Temps forts de son parcours
- Le redressement financier d'Yerres, son bastion électoral : En 1995, il s'empare d'une municipalité d'Yerres lourdement surendettée et placée sous tutelle préfectorale à la suite de la faillite retentissante du centre aquatique « Le Triton ». En renégociant la dette auprès des banques, il fait chuter l'endettement municipal de 45 à 34 millions d'euros, tout en aménageant des espaces naturels comme les berges de l'Yerres. Ses victoires massives et successives dès le premier tour feront de lui un maire particulièrement implanté et « souverain chez lui ».
- La rupture avec l'UMP et l'affirmation souverainiste : S'affirmant comme l'un des leaders de droite du « non » au traité constitutionnel européen en 2005 aux côtés de Philippe de Villiers, il s'oppose également au CPE et à la privatisation de GDF. En 2007, refusant de s'aligner sur la politique de Nicolas Sarkozy, il quitte l’UMP et fonde un parti pleinement souverainiste, dénonçant l'euro comme la cause de la misère sociale.
- Le séisme de l'alliance avec Marine Le Pen (2017) : Au cours de l'entre-deux-tours de la présidentielle de 2017, il franchit un cap historique en rompant avec le front républicain pour signer un accord de gouvernement avec Marine Le Pen, qui promet de le nommer Premier ministre en cas de victoire. Ce choix provoque d'importantes manifestations d'opposition à Yerres, ainsi qu'une crise majeure au sein de son parti, marquée par la démission de son bras droit de longue date, Olivier Clodong.
- Des positions radicales et polémiques nationales : Habitué des coups d'éclat médiatiques – comme lorsqu'il passe la frontière italienne avec une Kalachnikov dans son coffre pour dénoncer l'absence de contrôles douaniers – il défend des thèses d'une grande dureté. Il s'illustre en reprenant à son compte la théorie du « grand remplacement » en 2017, ou en proposant de rouvrir le bagne de Cayenne (puis en suggérant les îles Kerguelen) pour y enfermer de manière isolée les djihadistes de retour en France.

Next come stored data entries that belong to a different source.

PR #10906, opened 2024-10-03
Optimize permission lookups for a user

### LINKED ISSUE #6467: Optimize permission lookups for a user
When we recently added the ability to modify the "Host Dataverse" upon creating a dataverse / dataset, we ran into the "what dataverses does User x have Permission y on" challenge (in this case add dataverse/ dataset permission).

Because of how our permission system<sup>*</sup> works with groups, there is currently no straightforward way to start from the user and get the dataverses for which that user has a certain permission, without having to get all dataverses and check each one (though we mitigated some for this by filtering the list with an autocomplete and only checking a subset of all dataverses).

<sup>*</sup>if we ever allowed permissions to cascade from one dataverse to its child, that would also present a challenge

@landreev and I discussed at the time that it would be nice to be able to start from the user direction, so this issue is to track the investigation / solution for how to make that work.

related #784

stevenwinship:
**What this PR does / why we need it**: The need to query "what dataverses does User x have Permission y on" 

**Which issue(s) this PR closes**: https://github.com/IQSS/dataverse/issues/6467

- Closes #6467

**Special notes for your reviewer**: I'm not crazy about the api being called /allowedcollections/. Any suggestions for a better name would be appreciated.

**Suggestions on how to test this**: See IT test. Also test a group within a group for nested group permissions. I have tested it manually and it was working. For Shib testing I tested the sql manually. This still needs to be tested in a running environment.

**Additional documentation**:


doc/release-notes/6467-optimize-permission-lookups-for-a-user.md
```diff
@@ -0,0 +1,9 @@
+The following API have been added:
```
pdurbin, line 1: Once we've finalized the name of the API endpoint, please add it to the API Guide.

doc/release-notes/6467-optimize-permission-lookups-for-a-user.md
```diff
@@ -0,0 +1,9 @@
...
+
+/api/users/{identifier}/allowedcollections/{permission}
```
pdurbin, line 3: I can live with this name. I would probably camel case it as `allowedCollections`.

How would we extend this API to datasets or files, if we needed to? Like below?

/api/users/{identifier}/allowedDatasets/{permission}
/api/users/{identifier}/allowedFiles/{permission}

Just playing around below, maybe instead we could have...

/api/users/{identifier}/permissions/collections/{permission}
/api/users/{identifier}/permissions/datasets/{permission}
/api/users/{identifier}/permissions/files/{permission}

? You might want to get some other opinions.

doc/release-notes/6467-optimize-permission-lookups-for-a-user.md
```diff
@@ -0,0 +1,9 @@
...
+
+This API lists the dataverses/collections that the user has access to via the permission passed.
+By passing "any" as the permission the list will return all dataverse/collections that the user can access regardless of which permission is used.
+This API can be executed only by administrators.
```
pdurbin, line 7:
```suggestion
This API can be executed only by superusers.
```

doc/release-notes/6467-optimize-permission-lookups-for-a-user.md
```diff
@@ -0,0 +1,9 @@
...
+Valid Permissions are: AddDataverse, AddDataset, ViewUnpublishedDataverse, ViewUnpublishedDataset, DownloadFile, EditDataverse, EditDataset, ManageDataversePermissions,
+ManageDatasetPermissions, ManageFilePermissions, PublishDataverse, PublishDataset, DeleteDataverse, DeleteDatasetDraft, and "any" as a wildcard option.
```
pdurbin, line 9: It's fine to list these here but it might be nice to have an API to list all these permissions.

src/main/java/edu/harvard/iq/dataverse/PermissionServiceBean.java
```diff
@@ -100,6 +100,41 @@ public class PermissionServiceBean {
     @Inject
     DatasetVersionFilesServiceBean datasetVersionFilesServiceBean;
 
+    private static final String LIST_ALL_DATAVERSES_USER_HAS_PERMISSION = "WITH grouplist AS (\n" +
```
pdurbin, line 103: To avoid all the "\n" and for more maintainability we could use the fancy new text blocks: https://docs.oracle.com/en/java/javase/15/text-blocks/index.html

doc/release-notes/6467-optimize-permission-lookups-for-a-user.md
```diff
@@ -0,0 +1,9 @@
+The following API have been added:
+
+/api/users/{identifier}/allowedcollections/{permission}
+
+This API lists the dataverses/collections that the user has access to via the permission passed.
```
pdurbin, line 5: What about cases where the user is granted access at runtime based on their membership in Shibboleth groups or IP groups?

We have this related comment in the code:

```
/**
 * We don't expect this to support Shibboleth groups because even though
 * a Shibboleth user can have an API token the transient
 * shibIdentityProvider String on AuthenticatedUser is only set when a
 * SAML assertion is made at runtime via the browser.
 */
```

On a related note, that comment is above the call to this method on ServiceDocumentManagerImpl

`public List<Dataverse> getDataversesUserHasPermissionOn(AuthenticatedUser user, Permission permission)`

Should this method be replaced by the new one in this PR:

`public List<Dataverse> findPermittedCollections(AuthenticatedUser user, int permissionBit)`

?

src/main/java/edu/harvard/iq/dataverse/api/Users.java
```diff
@@ -260,5 +261,26 @@ public Response getTracesElement(@Context ContainerRequestContext crc, @Context
             return ex.getResponse();
         }
     }
-
+    @GET
+    @AuthRequired
+    @Path("{identifier}/allowedcollections/{permission}")
+    @Produces("text/csv, application/json")
```
pdurbin, line 267: Are we purposefully returning CSV as an option? Do we have a use case? All the tests seem to be for JSON.

pdurbin (commented):
Some initial feedback. My eyes glazed over at the SQL but I'll request a review from @scolapasta for that part.

doc/release-notes/6467-optimize-permission-lookups-for-a-user.md
stevenwinship: I wouldn't have bother listing them in the release note but I wanted to point out the "any" permission for a wildcard. But since this wasn't asked for maybe we just leave it out of the release notes?

src/main/java/edu/harvard/iq/dataverse/PermissionServiceBean.java
stevenwinship: I'll fix that

src/main/java/edu/harvard/iq/dataverse/api/Users.java
stevenwinship: just json. I'll remove it

doc/release-notes/6467-optimize-permission-lookups-for-a-user.md
stevenwinship: I like the top APIs better. I think the allowedCollections etc. is more descriptive of what is being returned.

@qqmyers @scolapasta Any comment :)

doc/release-notes/6467-optimize-permission-lookups-for-a-user.md
pdurbin: Maybe, but do you think it's potentially useful to list these permissions via API? Maybe not for this PR but in the future.

The permissions should probably be listed in the guides for now. That way, the release note could link to them.

stevenwinship: An API would be nice. There is already a way to list the permissions in a role of the UI so adding a simple list of all permissions should be a quick add.

doc/release-notes/6467-optimize-permission-lookups-for-a-user.md
stevenwinship: I'll swap it out and test it

stevenwinship: @pdurbin I added IP Group support but unfortunately ServiceDocumentManagerImpl doesn't have access to the request and therefore the ip address of the caller. Unless you know of a way to get it?

pdurbin: I don't see an obvious way. However, the SWORD API has never supported IP Groups and to my knowledge nobody has asked for it, so I think it's ok.

The main use case for IP Groups is read-only access, such as walking into a library and having access to data because you are on the library's IP range.

src/main/java/edu/harvard/iq/dataverse/api/datadeposit/SWORDv2ServiceDocumentServlet.java
```diff
@@ -29,6 +31,13 @@ public void init() throws ServletException {
 
     @Override
     protected void doGet(HttpServletRequest req, HttpServletResponse resp) throws ServletException, IOException {
+        String ipAddress = req.getHeader("X-FORWARDED-FOR");
```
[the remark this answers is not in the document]
stevenwinship: Good Idea. Done.

doc/release-notes/6467-optimize-permission-lookups-for-a-user.md
scolapasta: I'm fine with either set of names.

scolapasta (commented):
Hi, finally am managing to review - looks good overall, a few questions, easier to ask as a general comment imo:

1. Does the sql query deal with nested groups (I think so, with the "With" but wanted to confrim?
2. Does the last union (ip groups) need the exists / permissions bit clause?
3. Do we have any sense on performace of this query yet?

stevenwinship:
> Hi, finally am managing to review - looks good overall, a few questions, easier to ask as a general comment imo:
> 
> 1. Does the sql query deal with nested groups (I think so, with the "With" but wanted to confrim?
> 2. Does the last union (ip groups) need the exists / permissions bit clause?
> 3. Do we have any sense on performace of this query yet?

1. Yes it handles groups within groups. I did test that
2. Sorry it's a bit confusing. The permission bit part is added in the"AND @IPRANGESQL" by calling findPermittedCollections
3. There hasn't been any formal performance testing but local tests as well as testing on the perf server were pretty good.

scolapasta:
> > Hi, finally am managing to review - looks good overall, a few questions, easier to ask as a general comment imo:
> > 
> > 1. Does the sql query deal with nested groups (I think so, with the "With" but wanted to confrim?
> > 2. Does the last union (ip groups) need the exists / permissions bit clause?
> > 3. Do we have any sense on performace of this query yet?
> 
> 1. Yes it handles groups within groups. I did test that
> 2. Sorry it's a bit confusing. The permission bit part is added in the"AND @IPRANGESQL" by calling findPermittedCollections
> 3. There hasn't been any formal performance testing but local tests as well as testing on the perf server were pretty good.

OK on 1 and 3. For 2, maybe I'm still missing it - for the query part added in lines 143-152 for the ip groups, I don't see any reference to permisison bits).

stevenwinship:
> OK on 1 and 3. For 2, maybe I'm still missing it - for the query part added in lines 143-152 for the ip groups, I don't see any reference to permisison bits).

Ok. You are correct. there is no permission bits in IP groups. This is a bit confusing but here goes

in regular groups:
"_roleAlias": "contributor", 
where contributor has permissions where each bit denotes a permission (for file download bit 5  is set)
sql: (dataverserole.permissionbits & 16 !=0)

in IP Groups the role is the specific permission so there is no need to check the bit
sql: look for 'fileDownloader' in WHERE roleassignment.assigneeidentifier IN (SELECT CONCAT('&ip/', persistedglobalgroup.persistedgroupalias) as assignee...) 
{
    "status": "OK",
    "data": {
        "assignee": "&ip/ipGroupebc7aa00",
        "roleId": 2,
        **"_roleAlias": "fileDownloader",**
        "definitionPointId": 4
    }
}

scolapasta:
> in IP Groups the role is the specific permission so there is no need to check the bit

I don't think that's accurate (or at least now how it's designed. Sure, IP groups are mostly meant to allow read access (and usually file download), BUT it could be for the role "viewer". 

And technically, if you're logged in and from a certain ip address, then contributor role should work too. (as examples)

scolapasta (approved):

ofahimIQSS:
This PR has conflicts which need to be resolved.

ofahimIQSS:
API Testing done - no issues found. 
[OptimizePermAPItests.txt](https://github.com/user-attachments/files/18697311/OptimizePermAPItests.txt)

ofahimIQSS:
Testing Passed - Merging PR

- La contestation de la politique sanitaire et la présidentielle de 2027 : Durant la pandémie de Covid-19, il mène aux côtés de Florian Philippot la contestation contre le passe sanitaire et l’obligation vaccinale, dénonçant une « dictature sanitaire ». Très présent sur les réseaux sociaux, il s'appuie sur ce mouvement pour relancer un parcours politique affaibli par sa défaite aux législatives de 2024. En mars 2025, il officialise sa quatrième candidature à l'Élysée pour 2027, sur une ligne prévoyant la sortie de l'Union européenne en cas d'échec de réformes structurelles de celle-ci, et l'abrogation de l'accord franco-algérien de 1968.